── GIVEN INFORMATION ──

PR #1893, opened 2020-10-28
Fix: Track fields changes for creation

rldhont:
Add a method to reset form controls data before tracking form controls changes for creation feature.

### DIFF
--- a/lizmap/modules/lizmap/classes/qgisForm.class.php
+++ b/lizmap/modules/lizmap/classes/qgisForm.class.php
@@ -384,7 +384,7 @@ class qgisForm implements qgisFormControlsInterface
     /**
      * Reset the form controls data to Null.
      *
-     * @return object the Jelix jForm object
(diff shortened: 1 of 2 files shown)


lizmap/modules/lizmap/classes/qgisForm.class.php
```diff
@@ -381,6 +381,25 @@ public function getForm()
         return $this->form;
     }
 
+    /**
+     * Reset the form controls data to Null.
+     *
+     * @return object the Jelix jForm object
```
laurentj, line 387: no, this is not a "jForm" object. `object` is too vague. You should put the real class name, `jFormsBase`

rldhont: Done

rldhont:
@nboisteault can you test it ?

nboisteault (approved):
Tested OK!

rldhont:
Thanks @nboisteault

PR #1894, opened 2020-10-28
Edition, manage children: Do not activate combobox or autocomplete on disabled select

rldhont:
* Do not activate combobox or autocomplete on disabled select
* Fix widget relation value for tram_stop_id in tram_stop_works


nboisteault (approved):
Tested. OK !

───
── GIVEN INFORMATION ──

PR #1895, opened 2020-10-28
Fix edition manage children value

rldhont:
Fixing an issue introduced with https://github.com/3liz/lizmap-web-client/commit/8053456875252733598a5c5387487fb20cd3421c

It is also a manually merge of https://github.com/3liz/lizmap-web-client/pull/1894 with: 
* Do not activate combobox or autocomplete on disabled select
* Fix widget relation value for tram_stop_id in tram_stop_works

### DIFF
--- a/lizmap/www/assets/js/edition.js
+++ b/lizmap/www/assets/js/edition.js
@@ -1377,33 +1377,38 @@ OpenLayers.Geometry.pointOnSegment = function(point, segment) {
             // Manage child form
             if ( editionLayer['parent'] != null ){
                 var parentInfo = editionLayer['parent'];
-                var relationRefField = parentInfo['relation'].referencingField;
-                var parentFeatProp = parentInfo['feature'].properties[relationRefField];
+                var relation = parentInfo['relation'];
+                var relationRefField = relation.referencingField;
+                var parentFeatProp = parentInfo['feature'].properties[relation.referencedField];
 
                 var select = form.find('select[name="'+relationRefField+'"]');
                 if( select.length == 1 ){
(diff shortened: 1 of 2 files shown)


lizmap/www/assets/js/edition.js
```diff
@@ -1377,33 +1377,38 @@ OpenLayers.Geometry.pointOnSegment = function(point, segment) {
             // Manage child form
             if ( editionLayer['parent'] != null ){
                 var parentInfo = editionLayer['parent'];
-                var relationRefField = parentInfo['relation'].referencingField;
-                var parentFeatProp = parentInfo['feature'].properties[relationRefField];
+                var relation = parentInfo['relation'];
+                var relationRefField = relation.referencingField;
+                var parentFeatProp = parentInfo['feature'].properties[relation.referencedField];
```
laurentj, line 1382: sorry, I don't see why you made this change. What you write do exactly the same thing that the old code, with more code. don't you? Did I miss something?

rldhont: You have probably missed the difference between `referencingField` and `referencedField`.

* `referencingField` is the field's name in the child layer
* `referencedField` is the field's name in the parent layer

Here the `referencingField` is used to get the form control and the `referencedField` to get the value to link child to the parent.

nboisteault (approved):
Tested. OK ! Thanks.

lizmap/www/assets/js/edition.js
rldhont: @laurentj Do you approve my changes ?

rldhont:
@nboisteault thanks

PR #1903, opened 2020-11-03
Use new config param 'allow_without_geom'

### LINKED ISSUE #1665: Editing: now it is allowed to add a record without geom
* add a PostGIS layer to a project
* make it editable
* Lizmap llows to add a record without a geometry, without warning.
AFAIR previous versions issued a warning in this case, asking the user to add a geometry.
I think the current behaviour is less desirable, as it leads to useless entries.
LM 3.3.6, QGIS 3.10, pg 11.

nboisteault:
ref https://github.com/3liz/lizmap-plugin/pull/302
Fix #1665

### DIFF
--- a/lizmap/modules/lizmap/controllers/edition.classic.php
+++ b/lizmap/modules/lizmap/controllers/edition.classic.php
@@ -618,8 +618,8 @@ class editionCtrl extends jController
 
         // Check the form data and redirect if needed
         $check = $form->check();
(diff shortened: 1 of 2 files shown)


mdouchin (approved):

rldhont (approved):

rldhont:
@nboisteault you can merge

───
── GIVEN INFORMATION ──

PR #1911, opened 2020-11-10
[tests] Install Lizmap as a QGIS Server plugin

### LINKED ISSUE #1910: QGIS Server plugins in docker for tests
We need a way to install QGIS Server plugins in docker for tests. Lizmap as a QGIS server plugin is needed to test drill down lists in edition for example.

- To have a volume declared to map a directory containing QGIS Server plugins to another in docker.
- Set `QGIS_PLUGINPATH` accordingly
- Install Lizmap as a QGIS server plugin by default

───

WHAT YOU ARE ASKED TO DO.
When you find a line in the records that contains the word "github", copy it.

RESPONSE BOX.
Fixing an issue introduced with https://github.com/3liz/lizmap-web-client/commit/8053456875252733598a5c5387487fb20cd3421c
It is also a manually merge of https://github.com/3liz/lizmap-web-client/pull/1894 with: 
ref https://github.com/3liz/lizmap-plugin/pull/302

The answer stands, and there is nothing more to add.